3. Configure Aggregate Numerical Validators
Validio’s Dynamic Segmentation reveals anomalies that may be hidden in smaller segments of the data. In this case, segments represents JSON keys such as product_id, section, price, and currency, as shown below:
Emma makes use of this to quality-check the pricing for all products. Sometimes, products are incorrectly priced in a specific currency, while the overall price range looks normal. By setting up Aggregate Numerical Validators (metrics like mean/max/min/std dev) for price while using Dynamic Segmentation on currency, Emma’s validators will pick up row-level anomalies immediately.
4. Validate Categorical Distribution
A Categorical Validator will pick up on any unexpected elements that are added or removed from a field, such as misspelled or renamed strings. For this use case, Emma sets up a validator to alert if new values appear in section.
OmniShop sells a limited number of product categories, but once in a while they launch new categories or rename existing ones. In those cases, it’s important that the Tableau dashboards are modified to include new categories. Other than catching incorrect manual data entries, this setup also lets Emma know as soon as the dashboards need updating.
5. Notify users & manage issues
Data observability is not just about catching bad data, but also about making sure the right teams get informed at the right time.
OmniShop uses Slack for communications and Jira for issue management. Validio integrates with both these tools directly from the GUI, making it easy for Emma’s team to collaborate with others at OmniShop and track the progress of ongoing data issues.

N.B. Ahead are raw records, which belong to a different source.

PR #13944, opened 2025-11-26
Fix utils import issue for nightly tests

alisonshao:
## Summary
Fix the `ModuleNotFoundError: No module named 'utils'` error in nightly tests.

Several nightly LoRA tests import from `utils`, but the file is located at `test/srt/lora/utils.py` which is not in the Python path when running from `test/nightly/`.

## Note
The original sgl-kernel version mismatch issue is being addressed by #13951 (bot bump workflow).

## Test plan
- [ ] Verify nightly LoRA tests can import utils module
- [ ] Verify nightly tests pass


python/pyproject.toml
```diff
@@ -57,7 +57,7 @@ dependencies = [
   "scipy",
   "sentencepiece",
   "setproctitle",
-  "sgl-kernel==0.3.17.post2",
+  "sgl-kernel==0.3.18",
```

The platform also offers a Criticality Triage functionality that lets teams collaborate and prioritize issues based on their impact. Users can edit thresholds, as well as resolve or ignore issues, depending on their level of criticality. This enables OmniShop to allocate resources effectively and address the most important issues first.
OmniShop has now successfully implemented a Deep Data Observability platform to catch anomalies in their Kinesis Stream. This helps them reduce the time to detect and resolve data issues and mitigates their potential impact on the business.
Next, they can apply and scale the process for all of their relevant data sources, data warehouses and lakes included, across the organization.